Give Things Useful Names

A lot of your functions and variables have meaningless or hard to understand names. For example lp2() doesn't tell me much. I can see from reading it for a few minutes that it's an integer log base 2 function. So maybe call it intLogBase2()?

Also, you have medfilt2() function that I presume does a median filter. Why "2"? Is it because it's 2D? Is there a medfilt() function that it replaced? If so, I don't see it, so why not just call it medfilt()?

Use const For Things That Don't Change

Most of your functions arguments are read-only. The function doesn't change them at all. When that's the case, you should declare them as const. It lets the compiler and anyone reading the code know that you don't intend for that variable to change in the function.

Don't Reinvent The Wheel

You wrote your own quick_sort() method. Experience tells me that it's likely to have bugs in it. (I haven't spent time analyzing it to see for sure, but I know that every time I try to implement it myself, I end up screwing up some obscure case that only comes up after shipping it!) Use the standard library function qsort() instead.

But it turns out you don't need to sort anything anyway...

There's A Faster Way To Calculate The Median

It turns out that floats were designed so that if you treat their bit patterns as integers and compare them, you'll get the correct answer. You can use this to your advantage. (I'd document in the comments of the function that you're doing it since it's non-obvious.)

You can calculate a histogram for an array of floats just like you would for integers. You can then use the histogram to find the median.

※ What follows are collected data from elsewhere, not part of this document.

PR #404, opened 2016-04-29
New koji_task_id parameter for create_prod_build()

twaugh:
This is stored in the kojitask label of the BuildConfig.


mmilata:
LGTM, merged.

PR #405, opened 2016-05-02
Limit length of build names

lcarva:


osbs/api.py
```diff
@@ -189,19 +188,42 @@ def _panic_msg_for_more_running_builds(self, build_config_name, builds):
...
+        queries = (
+            (self.os.get_build_config_by_labels, git_labels),
+            (self.os.get_build_config, name),
+        )
+
+        existing_bc = None
+        for func, arg in queries:
+            try:
+                existing_bc = func(arg)
+                # build config found
```
twaugh: What happens if there is a build config matching the name we created, but it has conflicting git-repo-name and/or git-branch labels? i.e. if we created a name for a build config that already exists

osbs/build/build_request.py
```diff
@@ -732,6 +737,11 @@ def render(self, validate=True):
             self.spec.validate()
         super(ProductionBuild, self).render()
 
+        repo_name = git_repo_humanish_part_from_uri(self.spec.git_uri.value)
+        # What about forked repos?
```
twaugh: This relates to the build config name collision issue I mentioned above. Options are: pick a new name; error out.

tests/build/test_build_request.py
```diff
@@ -57,6 +58,21 @@ def test_build_request_isnt_auto_instantiated(self):
...
+        build_json = copy.deepcopy(TEST_BUILD_JSON)
+        br = BuildRequest('something')
+        flexmock(br).should_receive('template').and_return(build_json)
+        assert br.template['metadata'].get('labels') is None
+
+        br.set_label('label-1', 'value-1')
+        br.set_label('label-2', 'value-2')
+        br.set_label('label-3', 'value-3')
+        assert br.template['metadata']['labels'] == {
+                'label-1': 'value-1',
```
twaugh: 'pep8' doesn't like this indent:
`E126 continuation line over-indented for hanging indent`

osbs/build/build_request.py
lcarva: In the case of a forked repository, the repo_name will be the same. The only way to distinguish them would be to store the whole git uri as a label as opposed to just the repository name.

tests/build/test_spec.py
```diff
@@ -55,3 +55,23 @@ def test_registry_uris_param_v2(self):
         assert registry.uri == 'http://registry.example.com:5000'
         assert registry.docker_uri == 'registry.example.com:5000'
         assert registry.version == 'v2'
+
```
twaugh: pep8 wants 2 blank lines here.

osbs/api.py
lcarva: The build config name is always preserved from the existing build config (https://github.com/projectatomic/osbs-client/pull/405/files#diff-034b3f8b7a38c1ab83d3dc6cce5f2683R252).

osbs/build/build_request.py
twaugh: Oh, I see.

We don't really want to store the whole URI in the label, as labels also have a length limit we might hit.

Instead, we could say that different buildconfigs can share the same labels but will be distinguished by their spec.source.git.uri attributes.

I don't think this is a use-case we'll actually need to implement right now, so I'm fine with erroring out if there is already a build config with the same labels.

Later on if we need to we could handle the case that the labels query returns several build configs that match, and we have to further match on the spec.source.git.uri attribute.

What do you think?

lcarva: I think deferring this use case is valid at this point, especially because the branch name is taken into account. As a side note, we could always hash the URI and branch together and use that as a label, or maybe even as the build config name.

twaugh: That's true. I was hoping to keep things human readable if possible, even labels.

tests/build/test_spec.py
lcarva: Done.

tests/build/test_build_request.py
lcarva: done.

osbs/api.py
lcarva: Added `_verify_labels_match` to handle the case where a build config may have been matched by name but the git labels do not match.

lcarva:
I messed up the rebase command and caused unrelated commits to be re-done. Closing this PR, please follow up with #408

twaugh:
FWIW pull requests always follow the symbolic branch name they were opened with, so you can fix up your local tree and 'git push -f' that branch, and the PR will be fixed up too.

PR #406, opened 2016-05-03
change order of exit plugins

twaugh:
The store_metadata plugin now uses the result from the koji_promote plugin, so koji_promote needs to run before store_metadata.


mmilata:
LGTM!

PR #408, opened 2016-05-04
Limit length of build names

lcarva:


osbs/build/build_request.py
```diff
@@ -732,6 +737,11 @@ def render(self, validate=True):
             self.spec.validate()
         super(ProductionBuild, self).render()
 
+        repo_name = git_repo_humanish_part_from_uri(self.spec.git_uri.value)
+        # What about forked repos?
```
twaugh: Want to update this comment to describe the scheme we talked about in the original PR? i.e. in the future we could take spec.source.git.uri into account as well as labels, and so allow more than one build config with the same set of labels.

twaugh:
LGTM! Nice tests.

osbs/api.py
```diff
@@ -189,19 +191,57 @@ def _panic_msg_for_more_running_builds(self, build_config_name, builds):
...
+            (self.os.get_build_config, name),
+        )
+
+        existing_bc = None
+        for func, arg in queries:
+            try:
+                existing_bc = func(arg)
+                # build config found
+                break
+            except OsbsException:
```
mmilata: Isn't this exception too general? I think it might mask things like server 500s or network errors which we probably want to know about.

mmilata:
Commented inline, otherwise LGTM, impressive testing:)

osbs/api.py
lcarva: That's true. I could instead use OsbsResponseException, but that would also mask 500s.

How about in addition to only catching OsbsResponseException, also log the exception value?

mmilata: I was thinking of using new exception, something like `OsbsBuildConfigNotFound`, but now I see we must also handle 404 (or something) from `get_build_config`. At least logging the exception sounds reasonable.

lcarva: Added logging for exception.

mmilata:
Merged, thanks!

PR #410, opened 2016-05-05
Fix backup processing

### LINKED ISSUE #407: restore-builder: fix logic that prepares resources before import
Don't strip status.lastVersion from buildconfigs: causes build numbers for each restored buildconfig to start from 1, which then clashes with name of a restored build.

Typo: lastTrigerredImageID -> lastTriggeredImageID.

Review why are we stripping spec.triggers.*.imageChange.lastTriggeredImageID.

mmilata:
* Don't drop `status.lastVersion` from buildconfigs as this causes name collisions of newly created builds with restored builds.
* Don't drop `lastTriggeredImageID` because empty value may cause a rebuild from the same base image.

Closes #407.

### DIFF
--- a/osbs/api.py
+++ b/osbs/api.py
@@ -542,13 +542,6 @@ class OSBS(object):
     def _prepare_resource(resource_type, resource):
         utils.graceful_chain_del(resource, 'metadata', 'resourceVersion')
 
-        if resource_type == 'buildconfigs':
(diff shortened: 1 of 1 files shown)


vrutkovs:
LGTM

lcarva:
LGTM

PR #414, opened 2016-05-11
create_prod_build: raise exception for missing Name label (fixes #413)

### LINKED ISSUE #413: Show a better error message for a missing Name label
```
  File "/usr/lib/python2.6/site-packages/koji/daemon.py", line 1161, in runTask
      response = (handler.run(),)\n  File "/usr/lib/python2.6/site-packages/koji/tasks.py", line 158, in run
          return koji.util.call_with_argcheck(self.handler, self.params, self.opts)
            File "/usr/lib/python2.6/site-packages/koji/util.py", line 154, in call_with_argcheck
                return func(*args, **kwargs)\n  File "/usr/lib/koji-builder-plugins/builder_containerbuild.py", line 373, in handler
                    **create_build_args\n  File "/usr/lib/python2.6/site-packages/osbs/api.py", line 37, in catch_exceptions
                        return func(*args, **kwargs)\n  File "/usr/lib/python2.6/site-packages/osbs/api.py", line 358, in create_build
                            return self.create_prod_build(**kwargs)\n  File "/usr/lib/python2.6/site-packages/osbs/api.py", line 48, in catch_exceptions
                                raise OsbsException(cause=ex, traceback=sys.exc_info()[2])
                                OsbsException: KeyError(u\'Name\',)
```

twaugh:


mmilata:
I'm wondering if we can make switching to https://github.com/projectatomic/ContainerApplicationGenericLabels possible without needing to update osbs-client. Should we try looking at `Name` and if it's missing then 'name'? Or make the label name configurable?

twaugh:
Good point. At the moment, though, atomic-reactor requires 'Name' (e.g. post_tag_by_labels), so if osbs-client lets 'name' through when there is no 'Name', the build will ultimately fail.

mmilata:
Fair enough, let's merge it as it is and I'll have to look at the labels in a-r and o-c later.

PR #415, opened 2016-05-11
watch-builds: support json output

vrutkovs:
This output would be used by zabbix-metrics script as its simplier and 
the output doesn't get cached


mmilata:
LGTM, merged!

PR #417, opened 2016-05-13
Require OpenShift Origin >= 1.0.6 by default

twaugh:
Change default for openshift_required_version.

This causes BuildConfig JSON to be created that is only handled correctly by OpenShift Origin 1.0.6 and later.


vrutkovs:
Looks good

PR #418, opened 2016-05-17
rename kojitask label 'koji-task-id'

twaugh:
This is safe right now as it is not yet used.


vrutkovs:
Looks better than 'kojitask'

mmilata:
:+1: merged

PR #419, opened 2016-05-18
Fix several small problems found by quantifiedcode.com

vrutkovs:
See my fork's page at https://www.quantifiedcode.com/app/project/bd1a52c2e00c4cff90df9252c23a1328/

### DIFF
--- a/osbs/api.py
+++ b/osbs/api.py
@@ -615,7 +615,7 @@ class OSBS(object):
 
     # implements subset of OpenShift's export logic in pkg/cmd/cli/cmd/exporter.go
     @staticmethod
-    def _prepare_resource(resource_type, resource):
+    def _prepare_resource(resource):
         utils.graceful_chain_del(resource, 'metadata', 'resourceVersion')
 
     @osbsapi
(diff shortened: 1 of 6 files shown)


osbs/utils.py
```diff
@@ -87,7 +87,7 @@ def write_file(self, name, content):
 
 
 class TarReader(object):
-    TarFile = namedtuple('TarFile', ['filename', 'fileobj'])
+    tar_file = namedtuple('tar_file', ['filename', 'fileobj'])
```
twaugh: Not sure I agree with this one. TarFile makes it clearer that it's a defined class/type, not an instance or method. If it really can't be a class member it could perhaps move to module scope, but that seems to give it more scope that required.

osbs/api.py
```diff
@@ -615,7 +615,7 @@ def resume_builds(self, quota_name=None):
 
     # implements subset of OpenShift's export logic in pkg/cmd/cli/cmd/exporter.go
     @staticmethod
-    def _prepare_resource(resource_type, resource):
+    def _prepare_resource(resource):
```
twaugh: I wasn't sure if this was intended for future use, but I guess it's not an API so can be removed.

osbs/utils.py
vrutkovs: Right, I shouldn't have blindly followed QC's advice on this one

mmilata:
LGTM, thank you!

One trick is to do multiple passes. For example, cast each float to a 32-bit int. Then find the high byte of the median. Next, run the histogram again. But this time, if the high byte is less than the high byte of the median, simply count it as "less than" the median. If the high byte is greater than the median, just ignore it. If the high byte exactly equals the median, then put it into one of your 256 bins. At the end, you'll know the highest and second-highest bytes of the median by adding the number of "less than" values plus the sum of all bins up to the median. Do the same for the second-lowest byte and lowest byte.

Or, if you're OK with an approximation, bin the values into some set number of bins (like 1000, or whatever), and then just sort or run a histogram of the ones in the bin containing the 50th percentile.

I assume your convn() function is a convolution function? Is your convolution kernel separable? If so, you could do 3 1D passes over it and save quite a bit of time. If not, could you use an FFT to convert to frequency space and do the convolution there? (A convolution in frequency space is just a multiply, so it's faster.)

Do You Need To Allocate So Much Memory?

Your functions allocate and free a lot of memory. Can any of the tasks be done in place? Alternately, if the buffers are frequently the same size (either the size of the entire image or the size of a tile of the image) perhaps you could use a pool of pre-allocated buffers of the right size?